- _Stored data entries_
PR #22302, opened 2020-07-10
Switch Neo4j health checks to the new Neo4j driver

meistermeier:
This commit replaces the Neo4j-OGM based health checks and metrics
with new ones based on the Neo4j Java driver.

This PR cannot get merged on its own because it depends on https://github.com/spring-projects/spring-boot/pull/22299


snicoll:
I don't think that `Neo4jMetrics` belong here. After a discussion with @meistermeier, the plan is to move `Neo4jMetrics` to the Micrometer project. We will limit this PR to health checks.

Assuming the contribution to micrometer is accepted, we can resume integration of metrics in a separate issue.

PR #22330, opened 2020-07-14
Avoid unnecessary allocations in ConditionMessage for NORMAL style

dreis2211:
Hi,

I noticed a small possible improvement in `ConditionMessage`. When the `NORMAL` style is used, nothing really happens to the applied items, so it is not necessary to create a new `ArrayList` to copy things. Instead the initial collection can be used.

Cheers,
Christoph

P.S.: While working on this, I noticed that the several `items` methods specify the following:
```@param items the source of the items (may be {@code null})```
Yet, the default `applyTo` method in `Style` would throw an NPE in case null is passed. Do you want me to open another PR to fix this or should I do another commit in this one to fix things?


snicoll:
Thanks again for the PR!

>  Do you want me to open another PR to fix this or should I do another commit in this one to fix things?

Another PR please. This one is an optimization and what you've described is quite different.

dreis2211:
Hence the suggestion and no second commit yet ;-) My gut feeling was in favor of a second PR, but wanted to clarify it first.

- _TRY IT_
Every record must be given again exactly as it was written.

- _RESULT OF THE TASK_
PR #22302, opened 2020-07-10
Switch Neo4j health checks to the new Neo4j driver

meistermeier:
This commit replaces the Neo4j-OGM based health checks and metrics
with new ones based on the Neo4j Java driver.

This PR cannot get merged on its own because it depends on https://github.com/spring-projects/spring-boot/pull/22299


snicoll:
I don't think that `Neo4jMetrics` belong here. After a discussion with @meistermeier, the plan is to move `Neo4jMetrics` to the Micrometer project. We will limit this PR to health checks.

Assuming the contribution to micrometer is accepted, we can resume integration of metrics in a separate issue.

PR #22330, opened 2020-07-14
Avoid unnecessary allocations in ConditionMessage for NORMAL style

dreis2211:
Hi,

I noticed a small possible improvement in `ConditionMessage`. When the `NORMAL` style is used, nothing really happens to the applied items, so it is not necessary to create a new `ArrayList` to copy things. Instead the initial collection can be used.

Cheers,
Christoph

P.S.: While working on this, I noticed that the several `items` methods specify the following:
```@param items the source of the items (may be {@code null})```
Yet, the default `applyTo` method in `Style` would throw an NPE in case null is passed. Do you want me to open another PR to fix this or should I do another commit in this one to fix things?


snicoll:
Thanks again for the PR!

>  Do you want me to open another PR to fix this or should I do another commit in this one to fix things?

Another PR please. This one is an optimization and what you've described is quite different.

dreis2211:
Hence the suggestion and no second commit yet ;-) My gut feeling was in favor of a second PR, but wanted to clarify it first.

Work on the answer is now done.